Stored data entries:
PR #352, opened 2022-08-16
ROE-1123 adding matomo tracking to change links

SVarallo:
### JIRA link
https://companieshouse.atlassian.net/browse/ROE-1123

### Change description
Added an option to the CREATE_CHANGE_LINK function to allow a data-event-id attribute to be added for matomo tracking. Then added data for this new parameter to each CREATE_CHANGE_LINK call.

### Work checklist

### Merge instructions

```
```

### DIFF
--- a/src/utils/change.link.ts
+++ b/src/utils/change.link.ts
@@ -1,10 +1,13 @@
 import { FEATURE_FLAG_ENABLE_CHANGE_LINKS_02082022 } from "../config";
 import { isActiveFeature } from "./feature.flag";
 
-export const createChangeLinkConfig = (href: string, text: string) => {
+export const createChangeLinkConfig = (href: string, text: string, dataEventId: string) => {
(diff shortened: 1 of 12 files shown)


mouhajer-ch (commented):
We should update the unit tests [here](https://github.com/companieshouse/overseas-entities-web/blob/main/test/utils/change.link.spec.ts). Fix the params on the `createChangeLinkConfig` and add a new expect related to the `attributes`, something like 
```
  test('should check if the object returned is correct, and contains the change link configs', () => {
    const testChangeLinkConfig = createChangeLinkConfig(PRESENTER_CHANGE_FULL_NAME, CHANGE_LINK_NAME_PRESENTER, DATA_EVENT_ID) as any;
    ...
    expect(testChangeLinkConfig.attributes).toEqual(DATA_EVENT_ID);
    ...
  });
```

mouhajer-ch (approved):

PR #411, opened 2022-10-12
Feature/roe 1217 add are you sure you want to sign out page

mouhajer-ch:
### JIRA link

Resolves [ROE-1217](https://companieshouse.atlassian.net/browse/ROE-1217) and [ROE-1213](https://companieshouse.atlassian.net/browse/ROE-1213)

### Change description

- Create 'sign out' function
- Create 'are you sure you want to sign out?' page

### Work checklist


src/config/index.ts
```diff
@@ -59,6 +60,7 @@ export const SOLD_LAND_FILTER_PAGE = "sold-land-filter";
 export const TRUST_INFO_PAGE = "trust-information";
 export const USE_PAPER_PAGE = "use-paper";
 export const WHO_IS_MAKING_FILING_PAGE = "who-is-making-filing";
+export const SIGN_OUT_PAGE = "sign-out";
```
mwestacott, line 63: I think this represents the page where the user confirms they wish to sign out? If yes, suggest a minor name change here (and possibly to other code artefacts below) to make this clear. Could name the constant CONFIRM_SIGN_OUT_PAGE.

src/controllers/beneficial.owner.gov.controller.ts
```diff
@@ -40,7 +40,7 @@ export const getById = (req: Request, res: Response, next: NextFunction) => {
 
     return res.render(BENEFICIAL_OWNER_GOV_PAGE, {
       backLinkUrl: BENEFICIAL_OWNER_TYPE_URL,
-      templateName: BENEFICIAL_OWNER_GOV_PAGE,
+      templateName: `${BENEFICIAL_OWNER_GOV_PAGE}/${id}`,
```
mwestacott, line 43: Just wondering why this file and the one below have changed here? Surely nothing to do with sign out?

src/middleware/authentication.middleware.ts
```diff
@@ -14,8 +14,9 @@ export const authentication = (req: Request, res: Response, next: NextFunction):
       logger.infoRequest(req, 'User not authenticated, redirecting to sign in page, status_code=302');
       return res.redirect(`/signin?return_to=${SOLD_LAND_FILTER_URL}`);
     }
-
-    logger.infoRequest(req, `User (${getLoggedInUserEmail(req.session)}) is signed in`);
+    const userEmail = getLoggedInUserEmail(req.session);
+    logger.infoRequest(req, `User (${ userEmail }) is signed in`);
+    res.locals.userEmail = userEmail;
```
mwestacott, line 19: Assume this is somehow needed for sign out to work? Worth a code comment explaining why maybe as it's not immediately obvious why this is done.

views/sign-out.html
```diff
@@ -0,0 +1,57 @@
+{% extends "layout.html" %}
```
mwestacott, line 1: Just wondering, does the sign-out link appear on the 'confirm sign out' page too? Should it?

views/sign-out.html
```diff
@@ -0,0 +1,57 @@
...
+        name: "sign_out",
+        fieldset: {
+          legend: {
+            text: "Are you sure you want to sign out?",
+            isPageHeading: true,
+            classes: "govuk-fieldset__legend--l"
+          }
+        },
+        hint: {
+            text: "Your answers will not be saved. You will need to start again if you want to register an overseas entity’s beneficial owner."
```
mwestacott, line 31: Text here does not match that shown in the prototype image in the story. Guessing this is just the template from the prototype but need to check with analyst which is correct.

src/config/index.ts
mouhajer-ch: Same name in the url and file name. The same as for the other template name, so I will keep it consistent.

src/controllers/beneficial.owner.gov.controller.ts
mouhajer-ch: `templateName` will be part of the redirect url and needs to be complete with IDs in the getById when MOs or BOs are selected for change/delete. We can have a call

src/middleware/authentication.middleware.ts
mouhajer-ch: You are right, sorry, I will add a comment. I am using thehttps://expressjs.com/en/5x/api.html#res.locals to make sure that the email is available within a single request-response cycle and visible in the template. This way I will avoid changing different part of the code and is more maintainable and clean

views/sign-out.html
mouhajer-ch: It does not appear on the new sign out page.

views/sign-out.html
mouhajer-ch: During the refinement has been decided to change similar to confirmation statement. I have added a note on the story

src/controllers/beneficial.owner.gov.controller.ts
mwestacott: But is this change needed (now) for sign out? I can't see how it relates to a requirement in the stories you're working on, but yes, let's have a call if required.

src/middleware/authentication.middleware.ts
mwestacott: 👍 nice. Yes, a comment would help here.

views/sign-out.html
mwestacott: Ok. If agreed during the refinement then we need to ask analyst to put a note on the story 'Description' to say how the text varies. As it stands, delivering this will (should) result in a defect.

mwestacott: The text change is odd though - you'd need to start again if you wanted to register an OE's beneficial owner OR, indeed, an Overseas Entity...

mouhajer-ch: Thanks Martin, I will rise it during the standup

src/controllers/beneficial.owner.gov.controller.ts
markpit: templateName is used by the matomo tracking so we don't want to alter the value passed into the template. Perhaps pass id as a separate parameter?

mwestacott: Would still like to know which 'sign out' requirement this change relates to.

mouhajer-ch: Thanks @markpit, this way will correctly track the real page that the user is selecting, probably I need to discuss it with Sam.

I could concatenate the ID to the template when present as a second implementation option instead of changing the getByID method.

views/sign-out.html
mouhajer-ch: Karen has suggested a new text. It will be updated to `Your answers will not be saved. You will need to start again if you want to register an overseas entity and tell us about its beneficial owners.`

src/controllers/beneficial.owner.gov.controller.ts
SVarallo: Had a talk with Mou and looked at the matomo dashboard and it seems to be able to differentiate between the ids while also putting them all together under managing officer in the tracking. Can't confirm if it's 100% necessary for the 'sign out' functionality but it certainly seems like a useful addition 👍

views/sign-out.html
mwestacott: Nice one.

src/controllers/beneficial.owner.gov.controller.ts
mwestacott: Sounds useful, but if not sign out functionality can we move this change to another story, so that it can be tested against requirements?

mouhajer-ch: Just for clarity I posted the snippet related to the sign out link, and you can see the the `href` for the `a` link is constructed using the `templateName`, so we need to have the full and correct path including the ID if you are signing out from MOs or BOs selected. The changes will improve as well the matzo tracking 
```
{% if userEmail %}
   <ul id="navigation">
     <li class="content-email">{{ userEmail }}</li>
     <li>
       <a href="{{ OE_CONFIGS.REGISTER_AN_OVERSEAS_ENTITY_URL }}sign-out?page={{ templateName }}" data-event-id="signout">Sign out</a>
     </li>
   </ul>
   <hr class="govuk-section-break govuk-section-break--visible"> 
{% endif %}
```

mwestacott: Right, I'm getting there slowly. Maybe. @mouhajer-ch  Is this needed now (for sign out) because if the user navigates to the 'confirm sign out' page from a BO or MO page, the navigation back to that page - if they abort sign out - won't work without this addition of the Id?

src/config/index.ts
mouhajer-ch: Thanks Martin

views/sign-out.html
mouhajer-ch: Updated

src/middleware/authentication.middleware.ts
mouhajer-ch: Done

mwestacott (approved):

— Your goal —
Wherever "locals" appears in a line of the entries, copy that line.

— Answer —
+    res.locals.userEmail = userEmail;
mouhajer-ch: You are right, sorry, I will add a comment. I am using thehttps://expressjs.com/en/5x/api.html#res.locals to make sure that the email is available within a single request-response cycle and visible in the template. This way I will avoid changing different part of the code and is more maintainable and clean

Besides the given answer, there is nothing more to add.